To address the limited transferability of instance-agnostic generative methods in black-box multi-objective adversarial attacks, this paper proposes a dual-stream cascaded framework that decouples target-guided optimization from perturbation generation. It introduces an out-of-distribution cascaded training mechanism and implicit velocity field modeling to overcome generator capacity constraints. Additionally, a multi-objective gradient coupling strategy is designed to enable strong cross-model transferability. On the Inception-v3 → ResNet-152 transfer task, the method achieves a 34.58% improvement in attack success rate, while maintaining significant efficacy against robust models, including adversarially trained ones. This work presents the first instance-agnostic, generative black-box attack achieving high transferability across multiple objectives—marking a substantial advancement in practical adversarial threat modeling.

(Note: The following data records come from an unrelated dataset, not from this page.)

PR #148, opened 2022-12-16
[feat] PIP 107: Introduce chunk message ID

### LINKED ISSUE #79: [Feature] Support chunked message id
## Motivation

This is the feature for the implementation of https://github.com/apache/pulsar/issues/12402 at the cpp client side.

RobertIndie:
Fixes #79

### Motivation

This is the C++ implementation for https://github.com/apache/pulsar/issues/12402

### Modifications

* Add ChunkMessageIdImpl
* Return ChunkMessageId when the Producer produces the chunk message or when the consumer consumes the chunk message.
* In cosumer.seek, use the first chunk message-id of the chunk message-id. This will solve the problem caused by seeking chunk messages. This is also the impact of this PIP on the original business logic.

### Verifying this change

*(or)*

*(or)*

*(example:)*

### Documentation

- [ ] `doc-required` 

- [x] `doc-not-needed` 
(Please explain why)

- [ ] `doc` 

- [ ] `doc-complete`

### DIFF
--- a/include/pulsar/Message.h
+++ b/include/pulsar/Message.h
@@ -188,8 +188,7 @@ class PULSAR_PUBLIC Message {
     MessageImplPtr impl_;
 
     Message(MessageImplPtr& impl);
-    Message(const proto::CommandMessage& msg, proto::MessageMetadata& data, SharedBuffer& payload,
-            int32_t partition);
+    Message(const MessageId& messageId, proto::MessageMetadata& metadata, SharedBuffer& payload);
     /// Used for Batch Messages
     Message(const MessageId& messageId, proto::MessageMetadata& metadata, SharedBuffer& payload,
             proto::SingleMessageMetadata& singleMetadata, const std::string& topicName);
--- a/lib/ChunkMessageIdImpl.h
+++ b/lib/ChunkMessageIdImpl.h
@@ -19,12 +19,14 @@
 
 #pragma once
 
+#include <pulsar/MessageId.h>
+
 #include "MessageIdImpl.h"
 
 namespace pulsar {
 class ChunkMessageIdImpl;
 typedef std::shared_ptr<ChunkMessageIdImpl> ChunkMessageIdImplPtr;
-class ChunkMessageIdImpl : public MessageIdImpl {
+class ChunkMessageIdImpl : public MessageIdImpl, public std::enable_shared_from_this<ChunkMessageIdImpl> {
    public:
     ChunkMessageIdImpl() : firstChunkMsgId_(std::make_shared<MessageIdImpl>()) {}
 
@@ -36,9 +38,9 @@ class ChunkMessageIdImpl : public MessageIdImpl {
         this->partition_ = msgId.partition();
     }
 
-    std::shared_ptr<MessageIdImpl> getFirstChunkMessageId() { return firstChunkMsgId_; }
+    std::shared_ptr<const MessageIdImpl> getFirstChunkMessageId() const { return firstChunkMsgId_; }
 
-    static MessageId buildMessageId(const ChunkMessageIdImplPtr& msgIdImpl) { return MessageId{msgIdImpl}; }
+    MessageId build() { return MessageId{std::dynamic_pointer_cast<MessageIdImpl>(shared_from_this())}; }
 
    private:
     std::shared_ptr<MessageIdImpl> firstChunkMsgId_;
--- a/lib/ChunkMessageIdImpl.h
+++ b/lib/ChunkMessageIdImpl.h
@@ -36,9 +36,9 @@ class ChunkMessageIdImpl : public MessageIdImpl {
         this->partition_ = msgId.partition();
     }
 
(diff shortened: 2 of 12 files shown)


include/pulsar/Message.h
```diff
@@ -188,8 +188,7 @@ class PULSAR_PUBLIC Message {
     MessageImplPtr impl_;
 
     Message(MessageImplPtr& impl);
-    Message(const proto::CommandMessage& msg, proto::MessageMetadata& data, SharedBuffer& payload,
-            int32_t partition);
+    Message(const MessageId& messageId, proto::MessageMetadata& metadata, SharedBuffer& payload);
```
BewareMyPower, line 191: Just have a thought, not a requested change and this PR needs no change about this comment. I think the constructor of `Message` should have only one private constructor.

```c++
Message(const MessageImplPtr& impl);
```

The other constructors should be moved to `MessageImpl`. After that, there is no need to expose the classes (even if as the forward declarations) in the header.

lib/ChunkMessageIdImpl.h
```diff
@@ -0,0 +1,46 @@
...
+
+    void setFirstChunkMessageId(const MessageId& msgId) { *firstChunkMsgId_ = *msgId.impl_; }
+
+    void setLastChunkMessageId(const MessageId& msgId) {
+        this->ledgerId_ = msgId.ledgerId();
+        this->entryId_ = msgId.entryId();
+        this->partition_ = msgId.partition();
+    }
+
+    std::shared_ptr<MessageIdImpl> getFirstChunkMessageId() { return firstChunkMsgId_; }
```
BewareMyPower, line 39:
```suggestion
    std::shared_ptr<MessageIdImpl> getFirstChunkMessageId() const { return firstChunkMsgId_; }
```

lib/ChunkMessageIdImpl.h
```diff
@@ -0,0 +1,46 @@
...
+ * software distributed under the License is distributed on an
+ * "AS IS" BASIS, WITHOUT WARRANTIES OR CONDITIONS OF ANY
+ * KIND, either express or implied.  See the License for the
+ * specific language governing permissions and limitations
+ * under the License.
+ */
+
+#pragma once
+
+#include "MessageIdImpl.h"
```
BewareMyPower, line 22:
```suggestion
#include <pulsar/MessageId.h>

#include "MessageIdImpl.h"
```

The `MessageIdImpl.h` only includes the `<cstdint>` and `<string>` headers. Thought it doesn't cause the compilation failure because the files that include `ChunkMessageIdImpl.h` all have other necessary headers (like `<memory>` for `std::shared_ptr`) included, but there is a possibility that a new file that includes this header doesn't include these required headers.

It could also make same static syntax analysis tool fail. See my Vim:

image

lib/ChunkMessageIdImpl.h
```diff
@@ -0,0 +1,46 @@
...
+
+    void setLastChunkMessageId(const MessageId& msgId) {
+        this->ledgerId_ = msgId.ledgerId();
+        this->entryId_ = msgId.entryId();
+        this->partition_ = msgId.partition();
+    }
+
+    std::shared_ptr<MessageIdImpl> getFirstChunkMessageId() { return firstChunkMsgId_; }
+
+    static MessageId buildMessageId(const ChunkMessageIdImplPtr& msgIdImpl) { return MessageId{msgIdImpl}; }
```
BewareMyPower, line 41: Instead of the static method, we can just add a non-static method like:

```c++
    MessageId build() const {
        return MessageId{std::dynamic_pointer_cast<MessageIdImpl>(
            std::const_pointer_cast<ChunkMessageIdImpl>(shared_from_this()))};
    }
```

To have `shared_from_this()` method, you should inherit another class:

```c++
class ChunkMessageIdImpl : public MessageIdImpl, public std::enable_shared_from_this<ChunkMessageIdImpl> {
```

Then we can just use `chunkedMsgId->build()` instead of `ChunkedMessageIdImpl::buildMessage(chunkedMsgId);`

lib/ChunkMessageIdImpl.h
RobertIndie: Thanks. I have also changed the return type to `std::shared_ptr<const MessageIdImpl>`. Otherwise, even if we mark the method as const but the caller could also change the MessageIdImpl that the pointer point to and therefore change the ChunkMessageIdImpl which should be const.

lib/ChunkMessageIdImpl.h
RobertIndie: Make sense to me. Fixed it.

lib/ChunkMessageIdImpl.h
RobertIndie: Good idea. Fixed it. Note that I have removed `const_pointer_cast ` because we don't need it in this approach.

include/pulsar/Message.h
RobertIndie: Agree. We should make the constructor clearer and make this existing implementation out of the constructor.

BewareMyPower (approved):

Adversarial attacks are widely used to evaluate model robustness, and in black-box scenarios, the transferability of these attacks becomes crucial. Existing generator-based attacks have excellent generalization and transferability due to their instance-agnostic nature. However, when training generators for multi-target tasks, the success rate of transfer attacks is relatively low due to the limitations of the model's capacity. To address these challenges, we propose a novel Dual-Flow framework for multi-target instance-agnostic adversarial attacks, utilizing Cascading Distribution Shift Training to develop an adversarial velocity function. Extensive experiments demonstrate that Dual-Flow significantly improves transferability over previous multi-target generative attacks. For example, it increases the success rate from Inception-v3 to ResNet-152 by 34.58%. Furthermore, our attack method, such as adversarially trained models, shows substantially stronger robustness against defense mechanisms.